**What needs to be done:** Locate the word "more" in the material, then show every line that holds it.

**Data under study:**
PR #157, opened 2024-09-23
statesystem: Do not reduce time range condition for root nodes

### LINKED ISSUE #156: HistoryTreeBackendIterator skips nodes during construction
In HistoryTreeBackendIterator, the time range condition for queuing children nodes is reduced according to the current node time range.

During construction, it can happen that the root node has a time range that is only the start timestamp. In that case the iterator will only consider child nodes that intersect with the start time and all other child nodes will be discarded. The iterator can then miss many intersecting intervals.

The root node time range can be increased if intervals are added to it (this does not always happen) or at the end of construction when the node is closed.

A solution seems to be to avoid reducing the time range condition when the current node is the root node.

PatrickTasse:
In HistoryBackEndIterator, do not reduce the time range condition for queuing children nodes when the current node is the root node, as its time range is not finalized during construction.

Fixes #156

[Fixed] Do not reduce time range condition for root nodes


arfio (approved):
If the node checked is the parent node, then it should not restrict the query as it will always match the last event timestamp. In the case of CTF, I noticed that the end time of the trace does not match the last event timestamp, that is due to the fact that the end timestamp of the trace is set according to packet end times which are usually "packet flushing timestamp".

In any case, this change looks good to me ! Thank you.

PR #809, opened 2018-10-26
Use get_identity_attributes instead of email in role commands

yoursdearboy:


jwag956:
I think I see what you want to do - but I don't think this is quite the right approach - since relying on ordering in get_identity_attributes seems fragile.
I would propose supporting sending in 'user' as a dict {<identity_attribute>: value} and issuing find_user with that...

PR #858, opened 2020-02-12
Use new Flask-Login request_loader to set request callback

### LINKED ISSUE #856: Flask-Login dependency
Flask-Login has released v0.5.0 on 2020-02-09.

This release has broken some of the decorators (all I have encountered, but not necessarily exclusive to decorators).
```
File "/usr/local/lib/python3.6/site-packages/flask_security/decorators.py", line 61, in _check_token
    user = _security.login_manager.request_callback(request)
AttributeError: 'LoginManager' object has no attribute 'request_callback'
```
A more specific version check might be needed:
https://github.com/mattupstate/flask-security/blob/develop/setup.py#L50

For those having the same issue add a fixed dependency to `Flask-Login` <= 0.5.0
e.g.:
```
Flask-Login==0.4.1
```
(0.4.1 was the greatest version < 0.5.0 at the time of writing)

I will check back with more details (and further testing) once I find time and perhaps submit a PR.

alanhamlett:
Request loader callback was renamed in Flask-Login 0.5.0 to conform with other user/header loader names. Fixes #856.

### DIFF
--- a/flask_security/decorators.py
+++ b/flask_security/decorators.py
@@ -63,7 +63,7 @@ def _get_unauthorized_view():
 
 
 def _check_token():
-    user = _security.login_manager.request_callback(request)
+    user = _security.login_manager.request_loader(request)
 
     if user and user.is_authenticated:
         app = current_app._get_current_object()


flask_security/decorators.py
```diff
@@ -63,7 +63,7 @@ def _get_unauthorized_view():
 
 
 def _check_token():
-    user = _security.login_manager.request_callback(request)
+    user = _security.login_manager.request_loader(request)
```
smurf-U, line 66: `request_loader` should return `User` object but it returns `LocalProxy`. Because of that, while executing the next line it gives the error that below error.

> AttributeError: 'Request' object has no attribute 'is_authenticated'

If you replace `request_loader `  with `_request_callback` it gives proper output. But it's a wrong way because it is a static method.

jwag956: Actually - they made it python 'local' - and is called _request_callback now. I have requested that they restore that to public - which they did by providing some accessor properties. That is merged but not released.

smurf-U: > Actually - they made it python 'local' - and is called _request_callback now. I have requested that they restore that to public - which they did by providing some accessor properties. That is merged but not released.

Any ETA for release.

PR #484, opened 2025-01-05
refactor!: rename nadir_pointing profile to local_orbital_frame

vishwa2710:
## Release Notes

- **Refactor**
    - Renamed `NadirPointing` method to `LocalOrbitalFramePointing` across multiple components of the OpenSpaceToolkit Astrodynamics library.
    - Updated method signatures and documentation to reflect the new method name while maintaining existing functionality.

- **Tests**
    - Updated test suites to utilize the new `LocalOrbitalFramePointing` method.
    - Ensured consistent test coverage with the renamed method and adjusted expected outcomes accordingly.


lucas-bremond (changes requested):
I think the docstrings should be updated accordingly?

Also, we could make the PR non-breaking keeping "NadirPointing" with a warning being printed on use?

include/OpenSpaceToolkit/Astrodynamics/Flight/Profile.hpp
```diff
@@ -292,7 +292,7 @@ class Profile
     /// @param anOrbit An orbit
     /// @param anOrbitalFrameType An orbital frame type
     /// @return Flight profile
-    static Profile NadirPointing(
+    static Profile LocalOrbitalFrame(
         const trajectory::Orbit& anOrbit, const trajectory::Orbit::FrameType& anOrbitalFrameType
```
apaletta3, line 296: For clarity could you also rename this in Orbit to `LocalFrameType`?

vishwa2710:
> I think the docstrings should be updated accordingly?
> 
> Also, we could make the PR non-breaking keeping "NadirPointing" with a warning being printed on use?

Yeah we could provide a warning in this MR and then deprecate it in an upcoming patch. That's best. Will do!

bindings/python/src/OpenSpaceToolkitAstrodynamicsPy/Flight/Profile/Model/Transform.cpp
```diff
@@ -127,8 +127,8 @@ inline void OpenSpaceToolkitAstrodynamicsPy_Flight_Profile_Model_Transform(pybin
         )
 
         .def_static(
-            "nadir_pointing",
-            &Transform::NadirPointing,
+            "local_orbital_frame",
```
apaletta3, line 130: Perhaps rename to `local_orbital_frame_pointing` for consistency?
Also update the docstrings accordingly and apply to the rest of the files

apaletta3 (changes requested):
Approved pending requested changes

vishwa2710:
> > I think the docstrings should be updated accordingly?
> > Also, we could make the PR non-breaking keeping "NadirPointing" with a warning being printed on use?
> 
> Yeah we could provide a warning in this MR and then deprecate it in an upcoming patch. That's best. Will do!

Actually, upon further thought, since there are other breaking changes in this upcoming release, I would like to just club this together to simplify propagating the changes across downstream dependencies.

include/OpenSpaceToolkit/Astrodynamics/Flight/Profile.hpp
vishwa2710: Rename the enum? I can do that in a separate MR, that will be a pretty big change to apply across repos...

vishwa2710: Will do this in a separate MR.

lucas-bremond (approved):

**Result:**
A more specific version check might be needed:
I will check back with more details (and further testing) once I find time and perhaps submit a PR.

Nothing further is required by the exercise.